What amuses me about the negative "reviews" for this film at IMDb is how the majority of the naysayers focus on exactly one thing: Spurlock's 30-day McDonalds binge. Heck, you could pick that much out of the trailer, and write a slanted review based solely on the imperfections of that particular plot device as an overall impact study and call it a day. I wouldn't be a bit surprised to find out that's what's happening, either. Certainly, anyone who's watched the political BS pour in to commentary for Michael Moore's documentaries knows how it's done.

However, if you actually take the time to watch the film, you'll see something quite different emerge: a pattern of childhood indoctrination, poor nutrition, inadequate exercise, and skyrocketing obesity rates, that's sweeping this nation like a plague.

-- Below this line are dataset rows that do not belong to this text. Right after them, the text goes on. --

PR #7363, opened 2020-05-01
Fix invalid handling of certain hash schemes in dovecot method

### LINKED ISSUE #7362: 'dovecot' method broken in password plugin for some hash schemes
When using the 'dovecot' method in the password plugin, it complains that the encryption function was not found, when using the argon2i (and likely certain other) hash schemes.

The problem lies in the preg_match comparison, which simply checks for false, which is an incorrect usage, according to the php documentation, as it can return a value that evaluates to false, even if a match was found.

A viable and likely more efficient solution is a call to mb_strpos, with a comparison to 0, since the method should be at the start of the string.

`if(!(mb_strpos($crypted,'{' . $method . '}') === 0)) {
                return false;
            }`

Pull request with this fix will be in shortly.

dodexahedron:
This resolves #7362 

The comparison to false is invalid, in the original function, because preg_match can return a false-equivalent value when a match was, in fact, made.

### DIFF
--- a/plugins/password/password.php
+++ b/plugins/password/password.php
@@ -712,6 +712,8 @@ class password extends rcube_plugin
                 $method = 'CRAM-MD5';
             }
 
+            $method = strtoupper($method);
+
             $spec = array(0 => array('pipe', 'r'), 1 => array('pipe', 'w'), 2 => array('file', '/dev/null', 'a'));
             $pipe = proc_open("$dovecotpw -s '$method'", $spec, $pipes);
 
@@ -729,7 +731,7 @@ class password extends rcube_plugin
             fclose($pipes[1]);
             proc_close($pipe);
 
-            if (!preg_match('/^\{' . $method . '\}/', $crypted)) {
+            if (!(mb_strpos('{' . $method . '}', $crypted) === 0) {
                 return false;
             }
 


plugins/password/password.php
```diff
@@ -712,6 +712,8 @@ static function hash_password($password, $method = '', $prefixed = true)
                 $method = 'CRAM-MD5';
             }
 
+            $method = strtoupper($method);
```
dodexahedron, line 715: This is not directly related to the bug, but it does allow this configuration directive to be case-insensitive, which seems desirable.

alecpl:
It does not make sense to me. "preg_match() returns 1 if the pattern matches given subject, 0 if it does not, or FALSE if an error occurred."

What is your real case that didn't work? What's in `$method` and what's in `$crypted`?

dodexahedron:
As described in the issue, argon2i fails reliably, for any input text.
It also fails if it is provided in all caps as ARGON2I, in the configuration.

alecpl:
I don't see how is that possible and I don't have dovecot installed. So, it would help if I know a sample `$crypted` value that causes issues.

What PHP version?

dodexahedron:
PHP 7.4
Honestly not sure what frame of mind I was in, last night...
In any case, I've extracted that code out of the method and am testing it in isolation to see what happened and why.
The behavior did not make sense to me, either, but the strpos change fixed it, last night.
I'm also closing the pull request until I've figured it out with more certainty. I'll leave the issue open.

PR #7370, opened 2020-05-03
attachment filesize includes units

johndoh:
small fix for 377239fa8e066e290b50f094c6024d0f4f6d4a79.

the line `if ($filesize == 0) {` expects `$filesize` it be an `int` but its a `string`. `$RCMAIL->message_part_size($attach_prop);` uses `rcmail::show_bytes()` which always adds at least a unit, in the case of 0 that's going to be a B.


alecpl:
Thanks, a better fix in 7ead0bb227a.

PR #7375, opened 2020-05-07
Specify 13px font-size for .message-part div.pre

rnkn:
Default monospace fonts are larger than proportional fonts and so make the plain text message look oddly large, upsetting the aesthetics of the page.

12px font sizes brings the Elastic skin into consistency with Larry and Classic.

### DIFF
--- a/skins/elastic/styles/styles.less
+++ b/skins/elastic/styles/styles.less
@@ -338,6 +338,7 @@ body.task-error-login #layout {
 
     div.pre {
         font-family: monospace;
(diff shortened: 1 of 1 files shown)


alecpl:
In my opinion 12px is too small, maybe 13px, but I'm not sure.

rnkn:
Hi Aleksander, thanks for making this great skin.
Yeah 12px is probably too small in the context of the other elements. 13px looks better.

Issue #9594, opened 2024-08-17
Installer hints to address issues which are not identified


Remmy:
### Prerequisites

- [X] I have [searched](https://github.com/roundcube/roundcubemail/issues?q=is%3Aissue) for duplicate or closed issues
- [X] I can recreate the issue with all plugins disabled

### Describe the issue

With a fresh install, the installer displays:
Sorry but your webserver does not meet the requirements for Roundcube!
Please install the missing modules or fix the php.ini settings according to the above check results.
Hint: only checks showing NOT OK need to be fixed.

However, no check displays "NOT OK".

The problem seems to be that I don't have any supported database extensions available. I think it should display a different warning not (just) mentioning NOT OK, but also ensuring at least one supported database type is available.

### What browser(s) are you seeing the problem on?

Other

### What version of PHP are you using?

8.2.20

### What version of Roundcube are you using?

v1.6.7

pabzm:
@Remmy Thank you very much for the report and welcome to the Roundcube project! Your idea is good, and as you can see @johndoh already converted it into a fix, which will (probably) be merged soon, and then you can claim for yourself to have made Roundcube's installer error message a little more helpful!

Remmy:
Thank you gentlemen, I appreciate the swift response and fix!

alecpl:
Done.

PR #9604, opened 2024-08-25
add a NOT OK message to installer when no database extensions available

johndoh:
for #9594

Untitled-1


pabzm (approved):
Looks good, thank you very much!

Issue #9591, opened 2024-08-17
Contacts import: Contacts with "invalid" e-mail address silently dropped


respiranto:
### Prerequisites

- [X] I have [searched](https://github.com/roundcube/roundcubemail/issues?q=is%3Aissue) for duplicate or closed issues
- [X] I can recreate the issue with all plugins disabled

### Describe the issue

When importing contacts from a vCard file, any vcard object that contains an "invalid" e-mail address (as per `rcube_utils::check_email()`, I believe), the vcard object is silently ignored.

Example (note that vCard mandates CRLF as newline sequence):
```
BEGIN:VCARD
VERSION:3.0
N:Doe;Jane;;;
FN:Jane Doe
EMAIL:invalid
END:VCARD
```

I would expect an error or warning message indicating that some contacts failed to import and why.  Optionally, the contact could be imported without the offending e-mail address value.

Note: Creating or modifying a contact via the Roundcube web UI to have an "invalid" e-mail address fails with the error message "Invalid email address: [...]".

The current situation is particularly problematic when `$config['email_dns_check'] = true`, and when previously existing e-mail addresses' domains no longer exist.  In such a case (which is how I found this bug), a contacts export followed by an import will silently fail to recreate the same addressbook.

---
Maybe related: #4198

---
Originally reported at the Debian BTS as [Bug 1078774](https://bugs.debian.org/cgi-bin/bugreport.cgi?bug=1078774), where I was asked to report the bug here instead.  The bug report has slightly changed.

### What browser(s) are you seeing the problem on?

Firefox

### What version of PHP are you using?

v8.2

### What version of Roundcube are you using?

master / 58721e3037671888f82d75fd8e91a8622405af45

alecpl:
Even if we import such a contact with removed email address (which is now possible) we should still display a notice to the user.

I think we should not import such contacts. We should add a list of invalid contacts in the import summary.

pabzm:
@respiranto https://github.com/roundcube/roundcubemail/pull/9605 introduces error messages in case of failed imports. Is that enough to close this issue in your opinion?

rpc-scandinavia:
What about adding a boolean option to the import dialog, like "Force import".
Then import all, and append un-importable data (like an malformed e-mail address)  to the notes, and perhaps prefix the display name with an "* " to indicate import issues.

It is very frustrating having a import stop half way, as a user I prefer to get as much data imported as possible - then I can delete unwanted data and edit the rest.

[...]

PR #9605, opened 2024-08-25
add invalid and error details to vcard import report

johndoh:
for #9591

currently there are 2 silent error cases on vcard import, invalid (fails roundcube contact validation) and error (its valid but i didnt insert for some reason e.g. plugin prevented it) this adds messages about those to the screen.

Untitled-1


program/actions/contacts/import.php
```diff
@@ -187,6 +189,7 @@ public function run($args = [])
                     // skip invalid (incomplete) entries
                     if (!$CONTACTS->validate($a_record, true)) {
                         self::$stats->invalid++;
+                        self::$stats->invalid_names[] = $vcard->displayname ?: $email;
```
pabzm, line 192: Could you insert a check to handle the case in which both, `displayname` and `$email` might be `null` or empty?

Also if you rebase onto the latest "master"-branch you should get rid of the failing tests with PHP8.4.

pabzm (changes requested):
Thank you for the contribution! I really appreciate your attention to issues related to "your" topic!

program/actions/contacts/import.php
johndoh: quite right. I changed it to use `rcube_addressbook::compose_display_name()` which will always return a value because to get this far there must be at least one of `displayname`, `surname`, `firstname` or `email` and this function checks all of those.

pabzm (approved):
Looks good to me, thank you!

program/localization/en_US/messages.inc
```diff
@@ -162,6 +162,8 @@ $messages['importwait'] = 'Importing, please wait...';
 $messages['importformaterror'] = 'Import failed! The uploaded file is not a valid import data file.';
 $messages['importconfirm'] = '<b>Successfully imported $inserted contacts</b>';
 $messages['importconfirmskipped'] = '<b>Skipped $skipped existing entries</b>';
+$messages['importconfirminvalid'] = '<b>Skipped $invalid invalid entries</b>';
+$messages['importconfirmerrors'] = '<b>Failed to import $errors valid contacts</b>';
```
alecpl, line 166: We should probably get rid of HTML tags from all these three messages.

program/actions/contacts/import.php
```diff
@@ -431,7 +435,7 @@ public static function import_confirm($attrib)
     {
         $rcmail = rcmail::get_instance();
         $vars = get_object_vars(self::$stats);
-        $vars['names'] = $vars['skipped_names'] = '';
+        $vars['names'] = $vars['skipped_names'] = $vars['invalid_names'] = $vars['error_names'] = '';
```
alecpl, line 438: This line is probably unnecessary. Also, we should probably not use "magic" `get_object_vars()` and assign the `$vars` elements explicitly.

Spurlock's self-afflicted experiment is, as I've mentioned, a continuity device that unifies the broad range of the film within a single case study. In the total scope of what's addressed in this film, it's a relatively small part, and many decry it as unrealistic.

But Spurlock never claimed it was entirely realistic! He says as much in the film: he ate as much McDonalds in a month as *nutritionists* recommend one eat in 8 years or more. However, the problem is, a lot of Americans are eating as much fast food in a year as he ate in a month. What is the net effect going to be after five years? After 10? Spurlock further restricts himself to an AVERAGE amount of walking exercise, typical for our national population. The problems he exhibits after 3 weeks on this diet are NOT unique, they are the ones that people around the country are exhibiting in spades: weight gain, fatty liver, depression, inactivity.

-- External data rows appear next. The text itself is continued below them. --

PR #9640, opened 2024-09-17
Fix test by make sorting independent of locale and case

pabzm:
These tests have been failing locally repeatedly. This fixes them and also works in the CI.

### DIFF
--- a/.ci/docker-images/Dockerfile
+++ b/.ci/docker-images/Dockerfile
@@ -24,7 +24,11 @@ RUN apt-get update \
 		aspell-de \
 		hunspell-en-us \
 		git \
+		locales \
  && apt-get clean
+
+# Some tests require en_US.UTF-8 as locale.
+RUN sed -i 's/^# en_US.UTF-8 /en_US.UTF-8 /' /etc/locale.gen && locale-gen
 
 # TODO: Do we need the multiarch-args? What for?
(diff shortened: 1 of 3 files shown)


pabzm:
@alecpl Do you have a comment on this? I'm not really sure why you chose a case-sensitive comparing function in the first place.

alecpl:
We use `strcoll` because it is locale-aware.

pabzm:
But then we cannot compare its output with a fixed list, right? Because the output depends on the locale?

alecpl:
The solution is to set locale in the test.

pabzm:
I tried without success.

```
putenv('LANG=C');
putenv('LC_ALL=C');
$_ENV['LANG'] = 'C';
$_ENV['LC_ALL'] = 'C';
setlocale(\LC_ALL, 'C');
```

These all don't help, neither with `C.UTF-8` nor `en_US.UTF-8`. Which one is correct needle for this haystack?

I still don't understand what we gain from depending our test result on one specific locale, which we then have to pin in our test?

alecpl:
The test works with `setlocale(\LC_ALL, 'en_US.UTF-8')`, but you have to have this locale installed in the system. It fails with 'C' locale.

Feel free to modify the test to pass (e.g. use upper-case where needed), but I don't think we should change the sorting algorithm.

pabzm:
Does this work for you?

PR #9654, opened 2024-09-27
Fix getting IMAP vendor name

### LINKED ISSUE #9650: Undefined array key name encountered in get_vendor() function
### Prerequisites

- [X] I can recreate the issue with all plugins disabled

### Describe the issue

Undefined array key name encountered in get_vendor() function

_No response_

8.2.x

1.6.9

### JavaScript errors

_No response_

### PHP errors

On line 661 of file program/lib/Roundcube/rcube_imap.php the test `$vendor  = (string) (!empty($ident) ? $ident['name'] : '');` returns  Undefined array key "name"
Here are the datas received  in $ident :
```
array (
  'NAME' => 'Zimbra',
  'VERSION' => '9.0.0_GA_4612',
  'RELEASE' => '20240412104050',
  'USER' => 'courrier@...',
  'SERVER' => 'fd376667-0000-4282-ac83-09617f120abc',
) 
```

pabzm:
In some cases, the array's keys where upper case, and the previous code produced a warning and resulted in an empty string, even though the name was present.

Closes #9650

### DIFF
--- a/program/lib/Roundcube/rcube_imap.php
+++ b/program/lib/Roundcube/rcube_imap.php
@@ -655,7 +655,7 @@ class rcube_imap extends rcube_storage
             $ident = null;
         }
 
-        $vendor = (string) (!empty($ident) ? $ident['name'] : '');
+        $vendor = (string) ($ident['name'] ?? $ident['NAME'] ?? '');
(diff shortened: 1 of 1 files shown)


alecpl:
Maybe we should also normalize rcube_imap_generic::id() result, so it always returns keys in lower-case.

PR #9655, opened 2024-09-27
ManageSieve: make sieve_formattime() parse all time-formatters PHP does.

bennet0496:
Roundcube's `$config['time_format']` understands all PHP time and especially timezone format specifiers listed in the [PHP docs](https://www.php.net/manual/en/datetime.format.php); however, `sieve_formattime()` that used this value via `rcmail.env.time_format` does not.

Therefore if the config value e.g. is `$config['time_format'] = "H:i T"` to include the abbreviated timezone name (which works else where, like the message list), then forms using `sieve_formattime()`, the OOO form, will generate times like "6:00 T" and so on
image
This causes the actual time be set to "Tango Time", i.e. UTC-7
image
Which for users outside of UTC-7 is unexpected behavior.

Therefore I changed `sieve_formattime()` to understand any formatter that may reasonably (or unreasonably, like microseconds or Unix Time. But never say never) be configured by an admin or user. For the timezone values, I opted to pass these values from PHP to JS via `set_env()` as in JS these values are extraordinarily hard to reliably to obtain without additional libraries.
image

I also changed some thing at the beginning of `sieve_formattime()` that looked odd to me. Like per-declaring all variables. And actually used the value that `h` would have been in the `g` and `h` cases. But I'm also happy reverting these changes if they are undesired.

### DIFF
--- a/CHANGELOG.md
+++ b/CHANGELOG.md
@@ -49,6 +49,7 @@
 - Managesieve: Add List-ID to the list of headers for creating new sieve-filters (#8307)
 - Managesieve: Support an array in managesieve_host option (#9447)
 - Managesieve: Fix the frontend datetime picker not respecting the 12h format and apending a dangling 's' to the seconds (#9688)
+- Managesieve: Add parsing for all PHP time formatters from `time_format` config to frontend the time picker (#9655)
 - Password: Add `ldap_samba_ad` driver (#8525)
 - Password: Allow LDAP access using LDAP URI and SASL binding (#8402)
 - Password: Use Guzzle HTTP Client in the `pwned` driver
--- a/plugins/managesieve/managesieve.js
+++ b/plugins/managesieve/managesieve.js
@@ -1009,6 +1009,9 @@ rcube_webmail.prototype.managesieve_tip_register = function (tips) {
 function sieve_formattime(hour, minutes) {
     var i, c, h, time = '', format = rcmail.env.time_format || 'H:i';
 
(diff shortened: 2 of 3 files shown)


pabzm:
Thank you very much for your contribution!

Your solution is solid, but please don't include the drive-by improvements into the same PR (or at least not into the same commit). It makes it unnecessary hard to comprehend, which changes are related.

Could you correct that?

bennet0496:
I removed the drive-by changes to the 12h format. Do you want the fix for that here as another commit or do you want another PR for that?

Also I removed the Unix timestamp, because looking over it, it doesn't quite makes sense here, because of the implicitly included date.

pabzm:
Please open a new PR for the 12h-changes. Thank you!

pabzm:
Great, thanks! Now all that's missing from my point of view is an entry to the Changelog. Would you mind adding one? (Feel free to decline!)

@alecpl Any thoughts on this?

bennet0496:
Is the entry ok like this? If not I will revert it :)

pabzm:
Perfect, thank you! 👍

pabzm (approved):

pabzm:
@alecpl I'll merge this after one more week without a comment.

/remind me to merge in one week

pabzm:
@bennet0496 Can you rebase to resolve the conflict, please?

pabzm:
@bennet0496 Thanks again for your contribution! 🎊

It cannot be overemphasized that this condition is widespread. Those arguing "personal responsibility" have to answer the question of how it is that suddenly, over the last 30 years, so many people have "chosen" a life of sickness and self-destructive addiction over one of health and common sense. The effect of mass-media indoctrination is an obvious factor, and the film addresses it well. Spurlock also takes us behind the scenes at school lunchrooms and gymnasiums around the country, where we find out a little bit of what's been happening to the kids of America. Is the "french fry" truly the only vegetable we can afford to serve to school kids, aside from the dubious catsup? How children could be expected to show "personal responsibility" above and beyond that exhibited by their likely-obese parents in such an environment of brand franchising, 2nd-rate meal "programs", and cutbacks in PE/recess time is a matter that I invite all fast-food apologists at IMDb to explore.

For pure entertainment value, I have to deduct points for an uneven pace (especially near the end) and insufficient exposition from some of the people in the film. Still, "Supersize Me" stands as an indictment of the prepackaged food industry, its marketing hype, and its congressional lobbyists. It also serves as a warning to Americans trapped in demanding low-activity jobs which leave little time for lunch or exercise: don't eat the fries!